With every greeting to a newly arrived patient, the pandemic is inescapably conjured into my examination room. When I utter the word Corona through my n95 mask, it brings to the foreground of my patient encounters important questions and thoughts that may have otherwise lay dormant. During the COVID-19 pandemic, clinic visits have rarely been just about orthopedic pathology. Across the globe, the pandemic has come to represent panic, untimely deaths, politics, grief, imposed mandates, tragedy, racial and socioeconomic inequalities, money and job insecurity, global mistrust, and a profound disruption to our way of life. Inevitably, across all of our practices, patients come through our doors carrying some or all of this upon their shoulders. In my practice, it just so happens that my name has opened the floor for important discussion.

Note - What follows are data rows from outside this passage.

PR #2521, opened 2022-05-05
Fix case where the from clause is misidentified.

### LINKED ISSUE #2260: NativeQuery with Pagination

darinmanica:
Fix case where the from clause is misidentified.
fixes #2260

Added a zero-width word boundary to the regex that identifies the from clause.  This is used in alias detection for order by clauses.

- [✓] You have read the [Spring Data contribution guidelines](https://github.com/spring-projects/spring-data-build/blob/master/CONTRIBUTING.adoc).
- [✓] You use the code formatters provided [here](https://github.com/spring-projects/spring-data-build/tree/master/etc/ide) and have them applied to your changes. Don’t submit any formatting related changes.
- [✓] You submit test cases (unit or integration tests) that back your changes.
- [✓] You added yourself as author in the headers of the classes you touched. Amend the date range in the Apache license header if needed. For new types, add the license header (copy from another file and set the current year only).

### DIFF
--- a/src/main/java/org/springframework/data/jpa/repository/query/QueryUtils.java
+++ b/src/main/java/org/springframework/data/jpa/repository/query/QueryUtils.java
@@ -138,7 +138,7 @@ public abstract class QueryUtils {
 	static {
 
 		StringBuilder builder = new StringBuilder();
-		builder.append("(?<=from)"); // from as starting delimiter
+		builder.append("(?<=\\bfrom)"); // from as starting delimiter
 		builder.append("(?:\\s)+"); // at least one space separating
 		builder.append(IDENTIFIER_GROUP); // Entity name, can be qualified (any
 		builder.append("(?:\\sas)*"); // exclude possible "as" keyword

To date, the Midwest infection waves and surges have lagged in severity and timing in comparison to other locations nationally and internationally. Accordingly, my patients’ attitudes have varied anywhere from anxious anticipation to dismissive bravado. Data continues to be in flux, as infection and hospitalization rates spike, and wane, and spike anew across the country. The ability to reinforce digestible science-based knowledge and to provide holistic patient care has never been more important. While I am a passionate orthopedic surgeon with a hand and microsurgery subspecialty, I am first and foremost a doctor to patients—to whole people, who come to me with orthopedic concerns, but who also bring with them questions and worries and preconceived ideas about a health crisis impacting us all.

At a very practical level, I work to foresee the needs of my patients and to create time for possible pandemic education and discussion during visits. As a time-saving measure, I pre-print patient handouts and place electronic orders prior to encounters when appropriate. I lead by example, and as I wear appropriate personal protective equipment and wash or sanitize my hands, I request that my patients follow suit. I openly share my reasoning on my approach to the pandemic, in hopes of providing some insight into the challenges that our healthcare system and our country as a whole are up against. I listen intently to their thoughts and perceptions, so that I can respond with specificity, and perhaps effect change or reinforce good habits. I provide words of solace, empathy, caution, and education, as needed by individual patients—which is something that serves several purposes in my practice. Psychosocial support during times of duress can help patients better manage the physical symptoms of their orthopedic pathology. 

Corona is my name, but now, with every greeting, it has also become an important tool in my practice. In simpler times, my name would often prompt amused questions and comments about a certain popular ethanol-based beverage. These days, however, it precipitates something far more sobering, and far more valuable: the opportunity to demystify, to depoliticize, and to educate my patients on the most urgent public health crisis in modern history. To be clear, sharing a name with a virulent disease is not a prerequisite to adapting to a rapidly changing medical landscape or to the evolving needs of our patients. I know that each of my colleagues has found their own unique way to meet this moment, and to provide exceptional specialized care while also affording our patients with science-based tools to take with them, as we all confront this shared, daunting crisis.